*Task goal*: Set down the records that follow exactly and completely.

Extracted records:
######

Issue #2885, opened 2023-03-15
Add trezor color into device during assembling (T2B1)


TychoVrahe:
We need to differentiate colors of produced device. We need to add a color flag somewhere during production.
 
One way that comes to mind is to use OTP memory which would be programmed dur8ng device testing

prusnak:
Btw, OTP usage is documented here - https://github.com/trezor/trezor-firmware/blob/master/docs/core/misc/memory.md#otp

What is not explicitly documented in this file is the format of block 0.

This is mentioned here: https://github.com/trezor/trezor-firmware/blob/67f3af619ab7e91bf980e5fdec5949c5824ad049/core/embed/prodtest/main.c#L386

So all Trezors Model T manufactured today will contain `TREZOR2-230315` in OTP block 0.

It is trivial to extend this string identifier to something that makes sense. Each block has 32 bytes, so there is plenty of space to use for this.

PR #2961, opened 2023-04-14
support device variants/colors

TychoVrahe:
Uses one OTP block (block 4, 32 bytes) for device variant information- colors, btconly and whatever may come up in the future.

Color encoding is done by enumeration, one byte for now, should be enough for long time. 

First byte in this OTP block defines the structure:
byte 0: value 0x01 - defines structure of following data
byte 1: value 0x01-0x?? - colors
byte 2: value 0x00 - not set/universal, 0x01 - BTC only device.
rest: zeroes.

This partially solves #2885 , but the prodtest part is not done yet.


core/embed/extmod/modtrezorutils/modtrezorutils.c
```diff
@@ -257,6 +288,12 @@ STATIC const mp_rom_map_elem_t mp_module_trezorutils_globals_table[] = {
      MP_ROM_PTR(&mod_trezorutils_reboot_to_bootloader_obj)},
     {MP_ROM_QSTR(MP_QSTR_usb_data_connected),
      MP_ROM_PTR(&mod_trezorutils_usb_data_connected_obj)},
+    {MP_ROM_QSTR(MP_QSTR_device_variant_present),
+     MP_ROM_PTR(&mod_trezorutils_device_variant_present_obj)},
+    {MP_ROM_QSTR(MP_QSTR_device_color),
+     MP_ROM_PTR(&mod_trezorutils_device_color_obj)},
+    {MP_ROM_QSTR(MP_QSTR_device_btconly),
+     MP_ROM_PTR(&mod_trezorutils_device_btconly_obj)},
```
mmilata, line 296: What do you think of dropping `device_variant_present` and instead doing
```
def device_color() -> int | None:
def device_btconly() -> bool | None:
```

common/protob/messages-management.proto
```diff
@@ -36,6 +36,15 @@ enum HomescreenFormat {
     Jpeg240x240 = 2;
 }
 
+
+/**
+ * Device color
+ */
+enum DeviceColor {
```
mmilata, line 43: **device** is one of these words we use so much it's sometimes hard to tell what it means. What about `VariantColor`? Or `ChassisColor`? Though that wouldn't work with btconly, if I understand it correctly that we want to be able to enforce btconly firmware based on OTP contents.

######

*Reply*:
Issue #2885, opened 2023-03-15
Add trezor color into device during assembling (T2B1)


TychoVrahe:
We need to differentiate colors of produced device. We need to add a color flag somewhere during production.
 
One way that comes to mind is to use OTP memory which would be programmed dur8ng device testing

prusnak:
Btw, OTP usage is documented here - https://github.com/trezor/trezor-firmware/blob/master/docs/core/misc/memory.md#otp

What is not explicitly documented in this file is the format of block 0.

This is mentioned here: https://github.com/trezor/trezor-firmware/blob/67f3af619ab7e91bf980e5fdec5949c5824ad049/core/embed/prodtest/main.c#L386

So all Trezors Model T manufactured today will contain `TREZOR2-230315` in OTP block 0.

It is trivial to extend this string identifier to something that makes sense. Each block has 32 bytes, so there is plenty of space to use for this.

PR #2961, opened 2023-04-14
support device variants/colors

TychoVrahe:
Uses one OTP block (block 4, 32 bytes) for device variant information- colors, btconly and whatever may come up in the future.

Color encoding is done by enumeration, one byte for now, should be enough for long time. 

First byte in this OTP block defines the structure:
byte 0: value 0x01 - defines structure of following data
byte 1: value 0x01-0x?? - colors
byte 2: value 0x00 - not set/universal, 0x01 - BTC only device.
rest: zeroes.

This partially solves #2885 , but the prodtest part is not done yet.


core/embed/extmod/modtrezorutils/modtrezorutils.c
```diff
@@ -257,6 +288,12 @@ STATIC const mp_rom_map_elem_t mp_module_trezorutils_globals_table[] = {
      MP_ROM_PTR(&mod_trezorutils_reboot_to_bootloader_obj)},
     {MP_ROM_QSTR(MP_QSTR_usb_data_connected),
      MP_ROM_PTR(&mod_trezorutils_usb_data_connected_obj)},
+    {MP_ROM_QSTR(MP_QSTR_device_variant_present),
+     MP_ROM_PTR(&mod_trezorutils_device_variant_present_obj)},
+    {MP_ROM_QSTR(MP_QSTR_device_color),
+     MP_ROM_PTR(&mod_trezorutils_device_color_obj)},
+    {MP_ROM_QSTR(MP_QSTR_device_btconly),
+     MP_ROM_PTR(&mod_trezorutils_device_btconly_obj)},
```
mmilata, line 296: What do you think of dropping `device_variant_present` and instead doing
```
def device_color() -> int | None:
def device_btconly() -> bool | None:
```

common/protob/messages-management.proto
```diff
@@ -36,6 +36,15 @@ enum HomescreenFormat {
     Jpeg240x240 = 2;
 }
 
+
+/**
+ * Device color
+ */
+enum DeviceColor {
```
mmilata, line 43: **device** is one of these words we use so much it's sometimes hard to tell what it means. What about `VariantColor`? Or `ChassisColor`? Though that wouldn't work with btconly, if I understand it correctly that we want to be able to enforce btconly firmware based on OTP contents.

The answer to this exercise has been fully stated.